As NSA whistleblower Edward Snowden continues to leak documents shedding light on spying conducted by the U.S. and its allies, today we’ll look at the international ramifications of his actions.

Now joining us to talk about the latest news is Annie Machon. She was an intelligence officer for the U.K.’s MI5 in the 1990s, but she left after blowing the whistle on incompetence and crimes of the British spy agencies. She’s now a writer, media commentator, political campaigner, and international public speaker on a variety of intelligence-related issues. She’s also the director of Law Enforcement Against Prohibition, or LEAP, in Europe.

Thank you so much for joining us, Annie.

ANNIE MACHON, FMR. MI5 INTELLIGENCE OFFICER: My pleasure. Thank you for inviting me.

NOOR: So, Annie, can you give us your reaction to Edward Snowden and his ongoing leaks in light of your own personal experiences as a whistleblower?

MACHON: Well, obviously I’ve been riveted by what he’s had to say and the content of his disclosures. But also it brought back a number of personal memories for me, because in the 1990s I worked as an intelligence officer for MI5 and resigned with my then partner and colleague David Shayler to blow the whistle on an awful series of crimes of the U.K. spy agencies.

And it’s interesting looking at the Snowden story, because he’s the only whistleblower I’ve ever seen, apart from us, to preemptively go on the run in order to remain at liberty to argue his corner in order to keep the stories coming out, because he feels they’re important to be discussed in an intelligent manner. So for us it’s a strange thing to watch. You know, he fled to Hong Kong. He’s now in Moscow. His liberty is at stake.

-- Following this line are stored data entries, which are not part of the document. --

PR #1968, opened 2025-05-27
MINIFICPP-2567 C++23 Support

martinzink:

### For all changes:
     in the commit message?

### For code changes:

### Note:


thirdparty/couchbase/c++23_fixes.patch
fgerlits, line 1: Can you put a comment somewhere about what this patch is about, please?

minifi-api/include/minifi-cpp/core/RecordField.h
```diff
@@ -30,26 +30,8 @@ namespace org::apache::nifi::minifi::core {
...
-  explicit BoxedRecordField(std::unique_ptr<RecordField>&& _field) : field(std::move(_field)) {}
-  bool operator==(const BoxedRecordField&) const;
-  std::unique_ptr<RecordField> field = nullptr;
-};
-
-
 using RecordArray = std::vector<RecordField>;
-
-using RecordObject = std::unordered_map<std::string, BoxedRecordField>;
+using RecordObject = std::unordered_map<std::string, RecordField>;
```
fgerlits, line 34: Just out of curiosity, why is the boxing no longer necessary? (Or why was it previously necessary?)

martinzink: It was neccessary on centos 7, because it didnt compile without it. And now it doesnt compile with c++23 due to more restrictions on incomplete types with unique_ptr

szaszm:
The readme needs to be updated to reflect the supported compiler versions, and changes in the build procedure if any

lordgamez (approved):

thirdparty/couchbase/c++23_fixes.patch
szaszm, line 1: did you author these patches? Normally when there is text above the diff, I assume it might come from a mailing list or somewhere from another source, in which case we should give credit to the original author of the patch.

martinzink: yeah I did author them, the boilerplate is due using my IDE for the patch creation

martinzink:
I've included @lordgamez 's [clang20 fixes](https://github.com/apache/nifi-minifi-cpp/pull/1968/commits/e22e8555fac819fc660a4d75e9327d6fa8d0d2ad) and @fgerlits's [windows fixes](https://github.com/apache/nifi-minifi-cpp/pull/1968/commits/94324e0c51e30050322e909b2850f7181b1e0ac0). Thank you guys.

I've also made a bunch of gcc15 modifications so please rereview it

martinzink:
I've also added a new ci that checks the min and max supported gcc and clang versions. It successfully [ran](https://github.com/martinzink/nifi-minifi-cpp/actions/runs/16620893385) with ENABLE_ALL and MINIFI_FAIL_ON_WARNINGS

.github/workflows/compiler-support.yml
```diff
@@ -0,0 +1,52 @@
+# .github/workflows/compiler-support.yml
+
+name: 'Check supported Compilers'
+
+on:
+  workflow_dispatch:
```
fgerlits: Is the colon at the end of line 6 correct? I would expect
```suggestion
on: [workflow_dispatch]
```

CMakeLists.txt
```diff
@@ -316,8 +316,12 @@ else()
     if(MINIFI_FAIL_ON_WARNINGS)
         list(APPEND MINIFI_CPP_COMPILE_OPTIONS -Werror)
         # -Wrestrict may cause build failure in GCC 12  https://gcc.gnu.org/bugzilla/show_bug.cgi?id=104336
-        if ("${CMAKE_CXX_COMPILER_ID}" STREQUAL "GNU")
-            list(APPEND MINIFI_CPP_COMPILE_OPTIONS -Wno-error=restrict)
+    endif()
+    if ("${CMAKE_CXX_COMPILER_ID}" STREQUAL "GNU")
+        list(APPEND MINIFI_CPP_COMPILE_OPTIONS -Wno-error=restrict)
```
fgerlits: Can we remove `-Wno-error=restrict`? The bug linked to in line 318 was fixed in GCC 12.4; I don't think we need to support GCC 12.1 to 12.3.

cmake/ExpectedLite.cmake
```diff
@@ -18,7 +18,10 @@
...
 
 FetchContent_Declare(expected-lite
-    URL      https://github.com/martinmoene/expected-lite/archive/refs/tags/v0.8.0.tar.gz
-    URL_HASH SHA256=27649f30bd9d4fe7b193ab3eb6f78c64d0f585c24c085f340b4722b3d0b5e701
+    URL      https://github.com/martinmoene/expected-lite/archive/refs/tags/v0.9.0.tar.gz
+    URL_HASH SHA256=e1b3ac812295ef8512c015d8271204105a71957323f8ab4e75f6856d71b8868d
+    SYSTEM
 )
+
+add_compile_definitions(nsel_CONFIG_SELECT_EXPECTED=1) # Due to https://gcc.gnu.org/bugzilla/show_bug.cgi?id=119714
```
fgerlits: Is this the same as
```suggestion
# Due to https://gcc.gnu.org/bugzilla/show_bug.cgi?id=119714
add_compile_definitions(nsel_CONFIG_SELECT_EXPECTED=nsel_EXPECTED_NONSTD)
```
? I think that would be more readable than "1".

extensions/sql/processors/ExecuteSQL.cpp
```diff
@@ -56,7 +56,8 @@ void ExecuteSQL::processOnTrigger(core::ProcessContext& context, core::ProcessSe
                       "No incoming FlowFile and the \"" + std::string{SQLSelectQuery.name} + "\" processor property is not specified");  // NOLINT(whitespace/braces)
     }
     logger_->log_debug("Using the contents of the flow file as the SQL statement");
-    query = to_string(session.readBuffer(input_flow_file));
+    std::string buffer_str = to_string(session.readBuffer(input_flow_file));
+    query = buffer_str;
```
fgerlits, line 56: what was the problem here?

libminifi/test/unit/ExpectedTest.cpp
```diff
@@ -558,6 +558,15 @@ TEST_CASE("expected orThrow") {
   nonstd::expected<int, std::string> unexpected{nonstd::unexpect, "hello"};
   nonstd::expected<int, std::string> expected{5};
 
+
   REQUIRE_THROWS_WITH(std::move(unexpected) | utils::orThrow("should throw"), "should throw, but got hello");
   CHECK((expected | utils::orThrow("should be 5")) == 5);
 }
+
+// This fails to compile with std::expected on GCC 15.1 due to https://gcc.gnu.org/bugzilla/show_bug.cgi?id=119714
+TEST_CASE("") {
```
fgerlits: Let's give this test a name; for example, the comment would work:
```suggestion
TEST_CASE("This fails to compile with std::expected on GCC 15.1 due to https://gcc.gnu.org/bugzilla/show_bug.cgi?id=119714") {
```

extensions/sql/processors/ExecuteSQL.cpp
martinzink: This was a false positive maybe uninitiziled warning on gcc

CMakeLists.txt
martinzink: https://github.com/apache/nifi-minifi-cpp/pull/1968/commits/05314ac3faa57fe01aad73fe526312ae04e06e18

martinzink:
https://github.com/martinzink/nifi-minifi-cpp/actions/runs/16651051825/job/47123587158 🟢

fgerlits (approved):

.dockerignore
```diff
@@ -64,3 +64,5 @@ libminifi/src/agent/agent_version.cpp
 **/cmake_install.cmake
 **/install_manifest.txt
 **/CTestTestfile.cmake
+bootstrap/venv
+bootstrap/option_state.json
```
szaszm:
```suggestion
bootstrap/option_state.json

```

cmake/ExpectedLite.cmake
```diff
@@ -18,7 +18,11 @@
...
 FetchContent_Declare(expected-lite
-    URL      https://github.com/martinmoene/expected-lite/archive/refs/tags/v0.8.0.tar.gz
-    URL_HASH SHA256=27649f30bd9d4fe7b193ab3eb6f78c64d0f585c24c085f340b4722b3d0b5e701
+    URL      https://github.com/martinmoene/expected-lite/archive/refs/tags/v0.9.0.tar.gz
+    URL_HASH SHA256=e1b3ac812295ef8512c015d8271204105a71957323f8ab4e75f6856d71b8868d
+    SYSTEM
 )
+
+# Due to https://gcc.gnu.org/bugzilla/show_bug.cgi?id=119714
+add_compile_definitions(nsel_CONFIG_SELECT_EXPECTED=nsel_EXPECTED_NONSTD)
```
szaszm: Please change this to use target-based commands, i.e. target_compile_definitions. We should never use legacy global / directory-based cmake commands!

libminifi/test/unit/ExpectedTest.cpp
```diff
@@ -473,7 +473,7 @@ TEST_CASE("expected valueOrElse", "[expected][valueOrElse]") {
   REQUIRE(gsl::narrow<int>("hello"sv.size()) == (ex | utils::valueOrElse([](const std::string& err) { return gsl::narrow<int>(err.size()); })));
   REQUIRE_THROWS_AS(ex | utils::valueOrElse([](std::string){ throw std::exception(); }), std::exception);  // NOLINT(performance-unnecessary-value-param)
   REQUIRE_THROWS_AS(ex | utils::valueOrElse([](const std::string&) -> int { throw std::exception(); }), std::exception);
-  REQUIRE_THROWS_WITH(std::move(ex) | utils::valueOrElse([](std::string&& error) -> int { throw std::runtime_error(error); }), "hello");
+  REQUIRE_THROWS_WITH([&] { std::move(ex) | utils::valueOrElse([](const std::string& error) -> int { throw std::runtime_error(error); }); }(), "hello");
```
szaszm: Why is the string taken by const ref now? The point of the test is to ensure that when an expected is moved, the callback gets an rvalue.

thirdparty/couchbase/remove-thirdparty.patch
```diff
@@ -76,7 +60,89 @@ index f02af02..f83c181 100644
      "CMAKE_C_VISIBILITY_PRESET hidden"
      "CMAKE_CXX_VISIBILITY_PRESET hidden"
      "CMAKE_POSITION_INDEPENDENT_CODE ON")
-@@ -159,93 +116,24 @@ if(NOT TARGET taocpp::json)
+ endif()
```
szaszm, line 63: this extra context seems unnecessary for the patch

thirdparty/iODBC/GCC-15-needs-typedef-SQLRETURN-HPROC.patch
szaszm, line 1: did you submit this upstream?

thirdparty/iODBC/GCC-15-needs-typedef-SQLRETURN-HPROC.patch
```diff
@@ -0,0 +1,25 @@
...
+ #include <dlf.h>
+ 
+-#if defined(_MAC) || defined (__cplusplus)
++#if defined(_MAC) || defined (__cplusplus) || (defined(__GNUC__) && __GNUC__ >= 15)
+ typedef SQLRETURN (* HPROC) (...);
+ #else
+ typedef SQLRETURN (* HPROC) ();
+-- 
+2.50.1
+
```
szaszm, line 25: Is this valid?

martinzink: What do you mean?

thirdparty/iODBC/GCC-15-needs-typedef-SQLRETURN-HPROC.patch
martinzink: Not yet, but good idea, will do so 👍

thirdparty/couchbase/remove-thirdparty.patch
martinzink: This part was done by @lordgamez 
Could you address this question pls

.dockerignore
martinzink: https://github.com/apache/nifi-minifi-cpp/pull/1968/commits/159b86bb17e244d670b0c4682131963e7b816127#diff-2f754321d62f08ba8392b9b168b83e24ea2852bb5d815d63e767f6c3d23c6ac5L68

cmake/ExpectedLite.cmake
martinzink: https://github.com/apache/nifi-minifi-cpp/pull/1968/commits/159b86bb17e244d670b0c4682131963e7b816127#diff-e87aa3282cfbdf1445ef0ab42c4cd85b6063ca633c8cc620097ac5dc311f3ce2R28

libminifi/test/unit/ExpectedTest.cpp
martinzink: reverted back in https://github.com/apache/nifi-minifi-cpp/pull/1968/commits/bc27bc6cd63309f6796bf56e57fe6baf6cce1114#diff-8238844cc1d0c5afd7689a05f1540c3926adbde6a54c3b7934f6f071254f674fR479

thirdparty/couchbase/remove-thirdparty.patch
lordgamez: As far as I remember I think the extra context was needed because it failed with the original context size when running cmake twice with the original patch.

libminifi/test/unit/ExpectedTest.cpp
martinzink: now i remember

`/home/runner/work/nifi-minifi-cpp/nifi-minifi-cpp/libminifi/test/unit/ExpectedTest.cpp:479:78: error: rvalue reference parameter 'error' is never moved from inside the function body [cppcoreguidelines-rvalue-reference-param-not-moved,-warnings-as-errors]
  479 |   REQUIRE_THROWS_MATCHES(std::move(ex) | utils::valueOrElse([](std::string&& error) -> int { throw std::runtime_error(error); }),`

thirdparty/couchbase/remove-thirdparty.patch
szaszm: then the line numbers likely need to be updated. Try remaking the patch with diff.

thirdparty/iODBC/GCC-15-needs-typedef-SQLRETURN-HPROC.patch
szaszm: I find the double dash weird, dash usually means removed line, github even highlights it in red. But if it works :shrug:

libminifi/test/unit/ExpectedTest.cpp
szaszm: We should turn off the linter for that line then. It needs to be rvalue reference for the test to make any sense.

CMakeLists.txt
```diff
@@ -315,9 +315,11 @@ else()
     list(APPEND MINIFI_CPP_COMPILE_OPTIONS -Wall -Wextra)
     if(MINIFI_FAIL_ON_WARNINGS)
         list(APPEND MINIFI_CPP_COMPILE_OPTIONS -Werror)
-        # -Wrestrict may cause build failure in GCC 12  https://gcc.gnu.org/bugzilla/show_bug.cgi?id=104336
-        if ("${CMAKE_CXX_COMPILER_ID}" STREQUAL "GNU")
-            list(APPEND MINIFI_CPP_COMPILE_OPTIONS -Wno-error=restrict)
```
szaszm: GCC 12 is still supported right? In that case we should probably keep this.

fgerlits: This bug was fixed in GCC 12.4. We could update the README to say that we support GCC 12.4 or higher.

thirdparty/couchbase/remove-thirdparty.patch
lordgamez: The problem is with the reverse patch dry-run that it needs more context if the patch only contains deletion. In this case the reverse patch dry-run succeeds and the patch application does not run if we have a smaller context.

CMakeLists.txt
szaszm: I'd keep the workaround for gcc < 12.4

In our case, we had to flee to the Netherlands and then on to France in the summer of 1997 with MI5 and at MI6 and the secret police of the U.K. hot on our trail. And they wanted to try and arrest us and put us on trial for breach of the Official Secrets Act as if we were the criminals, not the people who were actually committing the crimes within the intelligence agencies.

NOOR: And you’re joining us from Europe. Can you talk about what kind of reaction his revelations have had? You know, he’s revealed the U.S. relationship with spying in England, as well as countries like Germany and elsewhere.

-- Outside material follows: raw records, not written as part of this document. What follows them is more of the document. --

PR #1974, opened 2025-06-10
MINIFICPP-2565 Add compression support for site to site communication

lordgamez:
https://issues.apache.org/jira/browse/MINIFICPP-2565

Depends on #1966 

-------------

### For all changes:
     in the commit message?

### For code changes:

### Note:


core-framework/include/io/CRCStream.h
```diff
@@ -66,6 +66,10 @@ class CRCStreamBase : public virtual StreamImpl {
     crc_ = crc32(0L, Z_NULL, 0);
   }
 
+  void setCrc(uint64_t crc) {
```
fgerlits, line 69: it's a bit strange that we use `uint64_t` to represent a crc**32**; do you know why we do this?

I don't really mind, it's just strange

libminifi/include/sitetosite/CompressionConsts.h
```diff
@@ -0,0 +1,28 @@
...
+ */
+#pragma once
+
+#include "io/InputStream.h"
+#include "io/BufferStream.h"
+
+namespace org::apache::nifi::minifi::sitetosite {
+
+static constexpr size_t COMPRESSION_BUFFER_SIZE = 65536;
+static constexpr std::array<char, 4> SYNC_BYTES = { 'S', 'Y', 'N', 'C' };
```
fgerlits: these should be `inline constexpr`

libminifi/include/sitetosite/CompressionInputStream.h
```diff
@@ -0,0 +1,54 @@
...
+#include "CompressionConsts.h"
+#include "core/logging/LoggerFactory.h"
+
+namespace org::apache::nifi::minifi::sitetosite {
+
+class CompressionInputStream : public io::InputStreamImpl {
+ public:
+  explicit CompressionInputStream(gsl::not_null<io::InputStream*> internal_stream)
+      : internal_stream_(internal_stream) {
+    buffer_.resize(COMPRESSION_BUFFER_SIZE);
```
fgerlits: instead of `resize`, we could write
```
std::vector<std::byte> buffer_(COMPRESSION_BUFFER_SIZE);
```
in line 48

libminifi/src/sitetosite/CompressionInputStream.cpp
```diff
@@ -0,0 +1,148 @@
...
+
+  if (compressed_size == 0 && original_size != 0) {
+    logger_->log_error("Compressed size is 0 but original size is not");
+    return io::STREAM_ERROR;
+  }
+
+  if (compressed_size > COMPRESSION_BUFFER_SIZE) {
+    logger_->log_error("Compressed size exceeds buffer size");
+    return io::STREAM_ERROR;
+  }
```
fgerlits, line 60: we should check this earlier, because if `compressed_size` is too large, then even calling `subspan` with it is UB

libminifi/src/sitetosite/CompressionOutputStream.cpp
```diff
@@ -0,0 +1,128 @@
...
+      return ret;
+    }
+  }
+  auto ret = internal_stream_->write(reinterpret_cast<const uint8_t *>(SYNC_BYTES.data()), SYNC_BYTES.size());
+  if (io::isError(ret)) {
+    logger_->log_error("Failed to write sync bytes before compression: {}", ret);
+    return ret;
+  }
+
+  was_data_written_ = true;
```
fgerlits: It probably doesn't matter much, but I would move this line later, probably to line 100, so `was_data_written_` is not set unless the write was successful.

core-framework/include/io/CRCStream.h
lordgamez: I think it's due to the zlib's `crc32` function we use that returns a `uLong`.

libminifi/include/sitetosite/CompressionConsts.h
lordgamez: Updated in https://github.com/apache/nifi-minifi-cpp/pull/1974/commits/a623c4ad576d2e4b3c934b216b9b158157ebfa36

libminifi/include/sitetosite/CompressionInputStream.h
lordgamez: Good idea, updated in https://github.com/apache/nifi-minifi-cpp/pull/1974/commits/a623c4ad576d2e4b3c934b216b9b158157ebfa36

MACHON: Well, it’s been quite riveting, because, of course, there has been a very close relationship particularly between the U.K. intelligence agencies, the spying post, the listening post called GCHQ (Government Communications Headquarters) and the NSA over the decades. So I think most people sort of assumed that sort of thing went on, but they didn’t know for sure. And suddenly Snowden has confirmed not only that it is going on, but the sheer scale that they can now spy on us. We’re looking at something with the technical capability of the internet. They can read everything that we say, everything that we write, everything that we ingest, everything we think. So what we’re looking at is quite a dystopian sort of surveillance global state, which is what the U.S. is now building.

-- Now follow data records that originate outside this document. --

PR #1984, opened 2025-06-24
MINIFICPP-2583 Fix warnings of unhandled std::expected return values

lordgamez:
https://issues.apache.org/jira/browse/MINIFICPP-2583

------------

### For all changes:
     in the commit message?

### For code changes:

### Note:

### DIFF
--- a/extensions/lua/tests/TestExecuteScriptProcessorWithLuaScript.cpp
+++ b/extensions/lua/tests/TestExecuteScriptProcessorWithLuaScript.cpp
@@ -34,8 +34,8 @@ TEST_CASE("Lua: hello world") {
   minifi::test::SingleProcessorTestController controller{std::make_unique<ExecuteScript>("ExecuteScript")};
   const auto execute_script = controller.getProcessor();
 
-  execute_script->setProperty(ExecuteScript::ScriptEngine.name, "lua");
-  execute_script->setProperty(ExecuteScript::ScriptBody.name, R"(print("Hello world!"))");
+  REQUIRE(execute_script->setProperty(ExecuteScript::ScriptEngine.name, "lua"));
+  REQUIRE(execute_script->setProperty(ExecuteScript::ScriptBody.name, R"(print("Hello world!"))"));
 
   CHECK_NOTHROW(controller.trigger());
 }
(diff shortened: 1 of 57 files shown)


extensions/standard-processors/processors/PutUDP.cpp
```diff
@@ -120,10 +120,10 @@ void PutUDP::onTrigger(core::ProcessContext& context, core::ProcessSession& sess
     session.transfer(flow_file, Failure);
   };
 
-  resolve_hostname()
+  (void)(resolve_hostname()
```
szaszm: https://isocpp.github.io/CppCoreGuidelines/CppCoreGuidelines#es48-avoid-casts

The C++ Core Guidelines recommends assignment to `std::ignore` to ignore `[[nodiscard]]` values. I think it may be slightly better, but it's fine if you like this more.

extensions/lua/tests/TestExecuteScriptProcessorWithLuaScript.cpp
```diff
@@ -46,8 +46,8 @@ TEST_CASE("Script engine is not set", "[executescriptMisconfiguration]") {
 
   auto execute_script = plan->addProcessor("ExecuteScript", "executeScript");
 
-  plan->setProperty(execute_script, ExecuteScript::ScriptEngine, "");
-  plan->setProperty(execute_script, ExecuteScript::ScriptFile, "/path/to/script.lua");
+  REQUIRE_FALSE(plan->setProperty(execute_script, ExecuteScript::ScriptEngine, ""));
```
szaszm, line 49: why is this supposed to fail?

lordgamez: The ScriptEngine property is configured to only allow "lua" and "python" values so it fails with setting empty string in it.

extensions/standard-processors/processors/PutUDP.cpp
lordgamez: Good point, updated in https://github.com/apache/nifi-minifi-cpp/pull/1984/commits/e178f089193cb421dcc0f9c7aa4ff10344daa097

szaszm (approved):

So the indignation across Europe, particularly the fact that Snowden has revealed that E.U. partners were spied on in order for the U.S. to get advantage in trade negotiations and political negotiations, have certainly produced quite a lot of anger over here. And it’s also interesting as well, because certainly countries like Germany and France have very strong constitutions to protect basic civil liberties and basic human rights, including the right to privacy. And Germany particularly of all countries, with its history of the Gestapo and the Stasi, the secret police in East Germany, has a very, very strong Constitution to protect individuals’ privacy and freedom to communicate privately. And suddenly we’re seeing that that doesn’t exist anymore, because the NSA has produced this global surveillance state.

So there’s been a lot of anger over here and a lot of pushback. And, of course, it’s now jeopardizing certain trade talks. It’s jeopardizing certain other internet sort of agreements and things like that. I mean, for example, last year we had this thing they were trying to push through called ACTA, the Anti-Copyright Trade Agreement, which was enforced on Europe by the entertainment industry in the U.S., and that got squashed because there was massive revulsion and there were sort of demonstrations trying to get rid of it in Europe. And then they tried to push it back into the European legislation. And now, of course, with issues of Tempora, which is the U.K. and the U.S. picking up all the information transatlantically, and PRISM, where they can spy on everything we’re doing on social media, what we’re looking at is a huge pushback against U.S. internet legal hegemony.

NOOR: And it hasn’t been just the U.S. conducting this surveillance. Is that correct?

MACHON: Absolutely. I mean, the U.K. has definitely been playing a major role in this too. The Tempora program that Edward Snowden revealed shows that GCHQ can hook into all transatlantic fiber-optic cables between the the U.S. and Europe. So they can pick up everything. And this is done illegally under U.K. law, as far as I can see, because there are supposed to be very strict regulations about what they can intercept. And even if you’re doing a domestic phone call or a domestic email, you know, U.K.-to-U.K. address, often these things take whatever route is available, which can be international. So what we’re looking at now is the ability to spy on everybody everywhere. So this is a real problem, I think, for our democracies.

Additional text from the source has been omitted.